Exercise data:
Segment Open

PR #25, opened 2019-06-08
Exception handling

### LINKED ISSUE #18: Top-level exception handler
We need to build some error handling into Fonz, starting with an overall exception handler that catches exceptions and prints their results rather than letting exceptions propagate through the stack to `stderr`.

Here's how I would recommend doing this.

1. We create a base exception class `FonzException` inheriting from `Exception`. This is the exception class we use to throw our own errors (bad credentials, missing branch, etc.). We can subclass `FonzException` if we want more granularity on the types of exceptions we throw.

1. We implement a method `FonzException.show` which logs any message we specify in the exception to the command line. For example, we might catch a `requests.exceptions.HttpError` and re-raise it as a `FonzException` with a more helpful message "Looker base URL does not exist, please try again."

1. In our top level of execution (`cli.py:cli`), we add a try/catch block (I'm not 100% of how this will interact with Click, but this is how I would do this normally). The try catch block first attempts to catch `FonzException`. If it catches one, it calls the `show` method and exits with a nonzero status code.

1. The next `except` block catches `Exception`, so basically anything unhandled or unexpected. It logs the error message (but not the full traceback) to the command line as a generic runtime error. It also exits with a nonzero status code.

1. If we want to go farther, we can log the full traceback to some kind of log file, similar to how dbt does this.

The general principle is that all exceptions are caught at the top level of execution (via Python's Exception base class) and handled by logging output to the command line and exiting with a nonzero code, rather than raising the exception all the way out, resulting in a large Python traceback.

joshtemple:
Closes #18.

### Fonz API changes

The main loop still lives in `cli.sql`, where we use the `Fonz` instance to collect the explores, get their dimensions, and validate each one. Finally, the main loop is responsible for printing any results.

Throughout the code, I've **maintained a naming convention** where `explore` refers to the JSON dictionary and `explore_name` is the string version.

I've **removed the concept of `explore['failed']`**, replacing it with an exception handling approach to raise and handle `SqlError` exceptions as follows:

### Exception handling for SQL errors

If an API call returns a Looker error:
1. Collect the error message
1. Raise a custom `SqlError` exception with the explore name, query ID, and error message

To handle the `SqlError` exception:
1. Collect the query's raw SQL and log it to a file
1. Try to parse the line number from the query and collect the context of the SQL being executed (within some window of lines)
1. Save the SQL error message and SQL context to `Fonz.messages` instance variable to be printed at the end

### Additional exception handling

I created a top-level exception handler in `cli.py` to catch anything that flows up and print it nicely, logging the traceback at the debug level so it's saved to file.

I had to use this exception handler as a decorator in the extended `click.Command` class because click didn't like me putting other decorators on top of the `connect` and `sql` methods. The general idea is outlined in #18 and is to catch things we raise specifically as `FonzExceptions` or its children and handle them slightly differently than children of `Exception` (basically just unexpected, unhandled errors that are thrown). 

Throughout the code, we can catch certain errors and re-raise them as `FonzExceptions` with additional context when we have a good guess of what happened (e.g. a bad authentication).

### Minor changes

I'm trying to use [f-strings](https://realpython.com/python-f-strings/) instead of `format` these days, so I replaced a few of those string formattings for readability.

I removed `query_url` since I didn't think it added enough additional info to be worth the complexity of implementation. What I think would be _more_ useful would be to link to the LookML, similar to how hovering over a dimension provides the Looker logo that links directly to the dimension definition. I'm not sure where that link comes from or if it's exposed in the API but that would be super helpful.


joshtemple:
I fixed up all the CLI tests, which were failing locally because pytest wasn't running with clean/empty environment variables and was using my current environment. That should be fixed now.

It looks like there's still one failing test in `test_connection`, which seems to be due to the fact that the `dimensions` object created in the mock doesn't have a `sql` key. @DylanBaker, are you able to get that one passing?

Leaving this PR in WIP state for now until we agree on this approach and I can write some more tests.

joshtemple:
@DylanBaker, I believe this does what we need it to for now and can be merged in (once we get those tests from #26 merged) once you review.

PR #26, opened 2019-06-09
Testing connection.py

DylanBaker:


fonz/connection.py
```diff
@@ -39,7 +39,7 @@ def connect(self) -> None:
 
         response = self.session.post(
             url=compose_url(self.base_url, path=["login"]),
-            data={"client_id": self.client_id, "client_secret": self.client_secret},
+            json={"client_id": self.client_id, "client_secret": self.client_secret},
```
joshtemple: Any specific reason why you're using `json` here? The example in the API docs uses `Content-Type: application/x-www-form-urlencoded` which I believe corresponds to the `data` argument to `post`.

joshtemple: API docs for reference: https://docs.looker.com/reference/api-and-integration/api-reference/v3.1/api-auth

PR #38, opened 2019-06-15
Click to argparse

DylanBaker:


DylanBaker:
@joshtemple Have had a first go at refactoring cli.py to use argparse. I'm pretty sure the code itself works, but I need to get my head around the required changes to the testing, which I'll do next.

Segment Closed

What you return must be the line that contains "Click to argparse" followed by every remaining line of the material, all exactly as written and nothing more.

Response to the exercise:
Click to argparse

DylanBaker:


DylanBaker:
@joshtemple Have had a first go at refactoring cli.py to use argparse. I'm pretty sure the code itself works, but I need to get my head around the required changes to the testing, which I'll do next.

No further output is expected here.